George shook his head.

"Spare me, Max. You know I am incorrigible; moreover, on this point I
think you hardly understand me."

"How should I? A hardened realist like myself cannot be admitted into
the sanctuary of your inmost feelings!"

Winterfeld frowned, and turned away, but Max went on, quite
undisturbed:

"This anxious hesitation and avoidance of a happiness which by a bold
stroke you might yet secure, this overstrained delicacy of feeling,
these doubts and scruples, will last until you find yourself
forestalled by another less delicate than yourself, and then for a
second time you will wear the willow. Yes, I see my words offend you,
but I tell you this--whereas, and seeing that, you cannot get the
better of this unreasonable love of yours, you must marry. The thing is
as clear as day."

"Your experience would naturally lead you to suggest such a course,"
said George, with a forced smile. "You have made trial of the remedy
with the happiest result. Your wife is a charming creature."
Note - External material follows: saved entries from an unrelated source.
Issue #377, opened 2023-01-06
Control server DLNA


provokateurin:
Split off from https://github.com/jmshrv/finamp/issues/50

provokateurin:
@jmshrv I just looked at what the web UI does and it only uses the https://api.jellyfin.org/#tag/Session APIs to control the playback. This way it should probably be even simpler.

jmshrv:
Ah yeah it should be easy if DLNA can be controlled there :)

Finamp should probably be controllable through the session API, but that'll be quite a niche and complex feature that's out of scope here anyway 🙃

Chaphasilor:
> Finamp should probably be controllable through the session API, but that'll be quite a niche and complex feature

I mean I honestly wouldn't mind if the next/prev track and play/pause buttons would be shown on the dashboard, but I'm guessing this requires a socket connection?

provokateurin:
That part can be implemented separately, but I agree it's probably a feature that's not going to be used much.

jmshrv:
I'd assume so, I'd need to look for some documentation. [Emby's doc on remote control](https://github.com/MediaBrowser/Emby/wiki/Remote-control) only talks about controlling other clients, not about how to become a controllable session.

provokateurin:
Re-architecting this is quite hard. It's basically impossible to just make two separate classes with the different implementations. It's not as clean, but I think it actually makes more sense to just have the two implementations in the existing MusicPlayerBackgroundTask. This also makes it a lot easier to transition between the two implementations when playing something, because they know of each other.

provokateurin:
And I think some kind of WS will be required, because the clients need to be informed about changes of the session (e.g. play state). Not sure where to find documentation about that. Maybe it makes sense to implement the being-remote-controlled part first, because then we can already listen for those changes.

Sadly this seems to be a lot of work and I don't have enough time to get into this in the next few weeks. I can take a look again (hopefully) around mid February, but please don't have any expectations. I hope someone else can pick this up in the mean time :)

Chaphasilor:
> And I think some kind of WS will be required, because the clients need to be informed about changes of the session (e.g. play state). 

Ahh right, because the playback happens server-side and could be influenced by the playback device itself (e.g. pressing a pause button on the speaker/tv).

As for documentation, if there really is nothing to be found, the source code of the Jellyfin app should offer some insights. That's one of the clients supporting remote control, afaik. The Jellycon Kodi addon as well, but that's not a mobile client.

[...]

PR #1683, opened 2026-07-14
Add DLNA/UPnP audio output support

jtabet:
## Summary

Adds DLNA/UPnP audio casting support, allowing users to play music on DLNA-compatible speakers and receivers on their local network.

The device selector is integrated into the existing **Output** menu (the "Sortie" button on the player screen), alongside the system output routes (speaker, Bluetooth, etc.).

## How it works

- **Discovery**: Combined SSDP (via `dart_cast`'s `DlnaDiscoveryProvider`) + mDNS (`_raop._tcp.local` via `multicast_dns`) for devices that don't respond to SSDP multicast. Manual IP entry is also available for devices not found via discovery.
- **Playback**: Audio is **proxied through the phone** — the DLNA device fetches from the app's local HTTP proxy, not directly from Jellyfin. This means the DLNA device only needs to reach the phone, not the Jellyfin server.
- **Protocol info**: Sends correct audio `protocolInfo` (e.g. `audio/mpeg:DLNA.ORG_PN=MP3`) and `object.item.audioItem.musicTrack` DIDL-Lite class, instead of the video-oriented metadata that `dart_cast` defaults to.
- **Format detection**: Maps Jellyfin container strings (mp3, flac, wav, m4a, etc.) to MIME types for correct DLNA protocol info.
- **Resume position**: When switching to DLNA output, the current playback position is passed to the DLNA device so playback resumes from where the user left off.
- **Auto-advance**: When the DLNA device reports a track has finished, the queue automatically advances to the next track.

## Files changed

- `lib/services/dlna_service.dart` (new) — DLNA service: device discovery (SSDP + mDNS), connect/disconnect, `loadMedia()` with audio protocolInfo, media proxy, position polling
- `lib/services/music_player_background_task.dart` — DLNA mode integration: `connectToDlna()`/`disconnectFromDlna()`, DLNA-delegated play/pause/stop/seek/skip, auto-advance, Jellyfin URL + MIME type helpers
- `lib/menus/output_menu.dart` — `DlnaDeviceList` widget in the existing output menu bottom sheet
- `lib/main.dart` — Register `DlnaService` in GetIt
- `lib/components/now_playing_bar.dart` — Cast indicator when DLNA mode is active
- `lib/l10n/app_en.arb` — New l10n strings
- `android/app/src/main/AndroidManifest.xml` — WiFi/network/multicast permissions
- `pubspec.yaml` — Add `dart_cast: ^0.6.0` and `multicast_dns: ^0.3.3`

## Tested against

A DLNA renderer that does not respond to SSDP multicast but advertises via mDNS as `_raop._tcp.local`. Both streaming from Jellyfin and playing downloaded files verified working.

### DIFF
--- a/android/app/src/main/AndroidManifest.xml
+++ b/android/app/src/main/AndroidManifest.xml
@@ -6,6 +6,9 @@
   <uses-permission android:name="android.permission.READ_EXTERNAL_STORAGE"/>
   <uses-permission android:name="android.permission.WRITE_EXTERNAL_STORAGE"/>
   <uses-permission android:name="android.permission.VIBRATE"/>
+  <uses-permission android:name="android.permission.ACCESS_WIFI_STATE"/>
+  <uses-permission android:name="android.permission.ACCESS_NETWORK_STATE"/>
+  <uses-permission android:name="android.permission.CHANGE_WIFI_MULTICAST_STATE"/>
   <!-- io.flutter.app.FlutterApplication is an android.app.Application that
          calls FlutterMain.startInitialization(this); in its onCreate method.
          In most cases you can leave this as-is, but you if you want to provide
--- a/lib/components/now_playing_bar.dart
+++ b/lib/components/now_playing_bar.dart
@@ -453,6 +453,15 @@ class NowPlayingBar extends ConsumerWidget {
                                           Row(
                                             mainAxisAlignment: MainAxisAlignment.end,
                                             children: [
+                                              if (audioHandler.isDlnaMode)
+                                                Padding(
+                                                  padding: const EdgeInsets.only(top: 4.0, right: 4.0),
+                                                  child: Icon(
+                                                    Icons.cast_connected,
+                                                    size: 16,
+                                                    color: Theme.of(context).colorScheme.primary,
+                                                  ),
+                                                ),
                                               Padding(
                                                 padding: const EdgeInsets.only(top: 4.0, right: 4.0),
                                                 child: AddToPlaylistButton(
--- a/lib/l10n/app_ar.arb
+++ b/lib/l10n/app_ar.arb
@@ -2854,5 +2854,12 @@
     "previousTracksPersistenceModeExpanded": "موسع (ظاهر)",
     "@previousTracksPersistenceModeExpanded": {
         "description": "Overrides saved value to expand previous tracks header on queue list open"
-    }
+    },
+    "outputDevices": "أجهزة الإخراج",
+    "thisDevice": "هذا الجهاز",
+    "scanningForDevices": "البحث عن الأجهزة...",
+    "noDevicesFound": "لم يتم العثور على أجهزة",
+    "addDeviceManually": "إضافة جهاز يدوياً",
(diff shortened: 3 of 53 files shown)


jtabet:
## Refactored: switched from `dart_cast` to `upnp_client` + custom proxy

The branch has been force-pushed with a single clean commit replacing the previous 8 commits.

### What changed

**Before:** Used `dart_cast` (primarily a Chromecast library) for DLNA. This required workarounds:
- Manual raw SOAP XML building (dart_cast hardcodes `video/mp4` protocolInfo)
- Manual DIDL-Lite metadata (dart_cast uses `object.item.videoItem`)
- `DlnaSession` state machine hacks (`forceState()`, private polling)
- `IOClient` wrapper to work around connection keep-alive issues

**After:** Uses `upnp_client` (pure Dart UPnP client) for SOAP/UPnP control + our own `DlnaMediaProxy`:
- Clean typed API: `avTransport.play()`, `avTransport.pause()`, `renderingControl.setVolume()` instead of raw SOAP
- `upnp_client` correctly parses device description XML and extracts service URLs
- No session state machine to fight with — just call methods directly
- Our own `DlnaMediaProxy` adds `contentFeatures.dlna.org` and `transferMode.dlna.org` headers to media responses — these are required by some DLNA devices (notably Samsung TVs) for Pause/Stop/Seek to work

### Why the proxy matters

Some DLNA renderers (Samsung TVs in particular) play audio fine but return SOAP 501 "Action Failed" for Pause/Stop/SetVolume unless the media stream response includes DLNA content-feature headers. The `dart_cast` `MediaProxy` doesn't add these headers and its handlers are private (can't be extended). Our `DlnaMediaProxy` is a simple ~300 line class that adds them by default.

### Dependencies changed
- Removed: `dart_cast: ^0.6.0`
- Added: `upnp_client: ^1.0.4`, `xml: ^6.6.1`
- Kept: `multicast_dns: ^0.3.3` (for mDNS discovery of non-SSDP devices)

### Testing
- Build passes (`flutter build apk --debug`)
- Needs device testing on Rakoit Up2Stream and Samsung TV to verify the DLNA headers fix Samsung Pause/Stop/Volume

Chaphasilor:
@jtabet hey, I'll have to close this PR for several reasons. Client-side UPnP/DLNA support is not something we're currently interested in supporting in Finamp. We feel like this adds unnecessary complexity, and there are existing alternatives like Symfonium that support this. Additionally, there was no prior discussion about adding this feature before the PR was opened.  
If you look at existing features like #377 and #50, you'll see that the plan for that was to use the existing DLNA capabilities of Jellyfin to support this with minimal effort, instead of doing this client-side. However, this is already being worked on :)

jtabet:
Jellyfin's DLNA implementation is on the server side, which is fine if your goal is to stay on the same network as the server, but it doesn't really make sense to me. I'll keep my own fork then :shrug:

garrit-schroeder:
This feature would be much appreciated as my server is not running on the same network. Especially for users using the app but are not running the server. Friends and family members etc.

PR #1684, opened 2026-07-16
fix: detect mTLS client certificate requirement from HTTP 4xx responses

cbueth:
This PR follows up to the last merged PR adding mTLS support @Maxr1998 kindly worked on.

## Changes
Extend mTLS client certificate detection in the login flow to also handle HTTP 4xx responses, not just TLS-level alerts. PR #1575 added mTLS support, but the detection only handles `TLSV1_ALERT_CERTIFICATE_REQUIRED` during the TLS handshake. Some reverse proxy configurations (i.e. nginx with `ssl_verify_client optional` + application-level checking) reject requests without a valid client certificate at the HTTP level with 4xx status codes. When this happens, `clientCertificateRequired` is never set, the import prompt never appears, and the app falls through to HTTP on port 8096 where it gets a connection refused error.

There were two places of changes. Extended the catch block after `loadServerPublicInfo()` to check for any 4xx HTTP status code in addition to the existing TLS alert check in `login_flow.dart`. And the same logic in the auto-discovery catch block for `login_server_selection_page.dart`.

## Todo before merging
- [x] Reset Settings (no new settings)

## Related Issues
- #1575

### DIFF
--- a/lib/components/LoginScreen/login_flow.dart
+++ b/lib/components/LoginScreen/login_flow.dart
@@ -9,6 +9,7 @@ import 'package:finamp/services/server_client_discovery_service.dart';
 import 'package:flutter/material.dart';
 import 'package:flutter/widgets.dart';
 import 'package:get_it/get_it.dart';
+import 'package:chopper/chopper.dart' show ChopperHttpException;
 import 'package:http/http.dart';
 import 'package:logging/logging.dart';
 
@@ -263,15 +264,31 @@ class ServerState {
       try {
         publicServerInfo = await jellyfinApiHelper.loadServerPublicInfo();
       } catch (error) {
-        if (ClientCertificateInstaller.isSupported &&
-            error is ClientException &&
-            error.message.contains("TLSV1_ALERT_CERTIFICATE_REQUIRED")) {
-          clientCertificateRequired = true;
-          // Found server requiring mTLS certificate, no need to try other protocols/ports.
-          return;
-        } else {
-          serverStateLogger.severe("Error loading server info: $error");
+        if (ClientCertificateInstaller.isSupported) {
+          if (error is ClientException && error.message.contains("TLSV1_ALERT_CERTIFICATE_REQUIRED")) {
+            clientCertificateRequired = true;
+            // Found server requiring mTLS certificate, no need to try other protocols/ports.
+            return;
+          }
+          if (error is ChopperHttpException && error.response.statusCode >= 400 && error.response.statusCode < 500) {
+            clientCertificateRequired = true;
+            return;
+          }
+          // Some reverse proxies reject without client cert at HTTP level.
+          try {
+            final statusCode = (error as dynamic).statusCode as int?;
+            if (statusCode != null && statusCode >= 400 && statusCode < 500) {
+              clientCertificateRequired = true;
+              return;
+            }
+          } catch (_) {}
+          // Non-JSON response body (HTML error page).
+          if (error is FormatException) {
+            clientCertificateRequired = true;
+            return;
+          }
         }
+        serverStateLogger.severe("Error loading server info: $error");
       }
       if (this.baseUrlToTest != baseUrl) {
         throw Exception("Server URL changed while testing");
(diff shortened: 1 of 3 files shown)


Maxr1998:
Hm. I don't feel like treating all 4XX errors as potential certificate required markers is the right approach. Isn't there a different way to detect these alternative reverse proxies?

If we e.g. showed the certificate required message in case of a 404 (because of an incorrectly entered address), this would most likely just confuse most users not running a mTLS setup.

cbueth:
I see the problem. It is just that in the reverse nginx proxy case, which I think is not too uncommon, the current solution will never allow adding the certificate from the startup screen. While you can expect the json from `/System/Info/Public`, this is not the case in the nginx mtls case.
We could try to reduce false positives by narrowing it down with two conditions. To 400 (nginx ssl_verify_client optional + application-level checking) and 403 (forbidden/access denied). And checking if the content is text/html.

Chaphasilor:
@cbueth @Maxr1998 so yeah, this is why I suggested allowing people to proactively add mTLS certs :P  

But improving the auto-detection is good anyways. I'd probably err on the side of showing the mTLS prompt on errors, just to be sure. But maybe we can differentiate between invalid credentials, which are also a 4xx code?  

One approach here would be to keep the current `clientCertificateRequired` bool but also add a second one, `clientCertificateMaybeRequired`, where the latter shows an additional message in front of the button, like "If you have mTLS set up for your server, you can add a certificate here. Otherwise, something else went wrong."?

Maxr1998:
Maybe we should instead add the "advanced settings" at the bottom that I suggested once instead, to not make the connection logic itself any more complex. A simple, unconditionally shown button that opens a sheet, essentially.

cbueth:
I'm fine to make a commit with the solution you prefer. Do you say I should integrate what I last suggested, or remove this logic entirely and add some kind of dropdown or similar way one can always access this?

At setup the sidebar is not accessible, so one cannot add a cert there deliberately, but I think that way would also be least intuitive.

Chaphasilor:
@Maxr1998 so you're fully against detecting any errors during server discovery and showing the mTLS prompt in response? You just want to add the "Advanced Settings" button which opens a bottom sheet, which then contains just the mTLS button (for now)?

Chaphasilor:
@cbueth after some more discussion we decided on the following approach:
We add an "advanced settings" section at the bottom of the login screen (the server selection one). This is just an expandable section

<details>
<summary>think this</summary>
like the HTML details element
</details>

which can be tapped to reveal additional settings that might be needed, like the mTLS button. This should ensure that people always have the opportunity to configure mTLS, no prompt required.  
And the existing mTLS detection (the exact one, from Max) will just show a message like "mTLS setup detected. Configure it in the advanced settings below.", instead of showing the button directly.

As for implementation, you might want to use a "SimpleButton" for the advanced settings toggle, maybe with a chevron icon that reflects the current collapsed/expanded state.

What do you think about that? Can you handle the implementation? 😁

cbueth:
Thanks for the reply @Chaphasilor. I think this is a good solution meeting in the middle. I could make the changes. Should I open a follow-up PR for that and close this one?

Chaphasilor:
@cbueth feel free to reuse this one!

Chaphasilor:
@cbueth any updates on this? do you want us to handle this instead? I fear we need to make another release soon, because Google Play reviews are incredibly slow recently and the stable version "expires" at the end of August...

cbueth:
Hey @Chaphasilor, thank you for the reminder. It would be really helpful if you could handle this, my current schedule is too tight, thanks. You can close this issue when the follow-up is merged. Thank you for your work!!

Maxr1998:
I can take a look at this too.

Chaphasilor:
@Maxr1998 that would be really welcome! <3

Chaphasilor:
superseded by #1739. will give you a shout-out in the release notes though!

cbueth:
Thank you, @Maxr1998 and @Chaphasilor !!

PR #41, opened 2026-08-25
Improve error reporting for method calls without a C++ object

aaronj0:
Based on the work from the compiler research forks: https://github.com/compiler-research/CPyCppyy/pull/223 and https://github.com/compiler-research/cppyy/pull/237
Migrated with AI

cc @rybkine


rybkine:
@aaronj0 Thank you! Everything looks good.

vgvassilev:
Can we take the claude authorship outside of the commit log/loop?

aaronj0:
> Can we take the claude authorship outside of the commit log/loop?

Ah, not sure how we can do that now..

PR #42, opened 2026-08-26
Drop cppjit_backend and unify with cpyrt

aaronj0:
This PR unifies our installation layout under a single cppjit module, dropping the concept of a separate `cppjit_backend`, making our wheel package count 1. As a part of this change, I have dropped the long-standing header duplication (previously `Cppyy.h` and `cpp_cppyy.h`) between cpyrt and interop, so that there is only a single source of definitions for the `cppjit::interop` API and types.


guitargeek (approved):
Fantastic, thanks!

vgvassilev (approved):
Lgtm! Consider either splitting into two PRs or making once commit with the appropriate commit message.

Issue #47, opened 2026-08-27
Fails with ` pytest -n $(nproc --all)`


keremsahn:
1)
```python
def test09_templated_function(self):
        """Templated free function"""
    
        import cppjit
    
>       mul = cppjit.gbl.multiply
              ^^^^^^^^^^^^^^^^^^^
E       AttributeError: <namespace cppjit.gbl at 0x2647e8b0> has no attribute 'multiply'. Full details:
E         type object '' has no attribute 'multiply'
E         'multiply' is not a known C++ class
E         'multiply' is not a known C++ template
E         'multiply' is not a known C++ enum

test/test_doc_features.py:717: AttributeError
```

Reason: multiply is defined at `class TestDOCFEATURES`, but test09 is at `class TestTUTORIALFEATURES`

2) Same for `test_lowlevel.py::TestLOWLEVEL::test03_memory` :  `AttributeError: module 'cppjit' has no attribute 'll'`
The `ll` is not directly included at test03, and when test03 runs before one of the tests that import `ll` finishes, test fails

Vipul-Cariappa:
I suspect this is a pytest bug, or maybe it is expected behaviour of pytest, and we should update the test...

"Yes, she does honour to my treatment, does she not?"

Chatting thus, they had completed the round of the garden, and now
again approached the house. In the veranda sat Dr. Brunnow and his
daughter-in-law, who was reading the newspaper to him. The Doctor was
certainly much aged, and it was not difficult to see that he was ill
both in body and mind. His former irritability had vanished, and had
given place to a sort of dull apathy which but rarely kindled with a
gleam of the old passionate fire. Agnes, on the other hand, had
developed into a blooming young woman, uniting with all her own
gentleness of aspect a certain new dignity of look and bearing. A boy
of about two years was playing at his mother's feet. Directly he caught
sight of the gentlemen, he rose to his feet, and, still with a rather
tottering gait, ran forward to meet his father. Max cleared the steps
at a bound, and threw the child high in the air.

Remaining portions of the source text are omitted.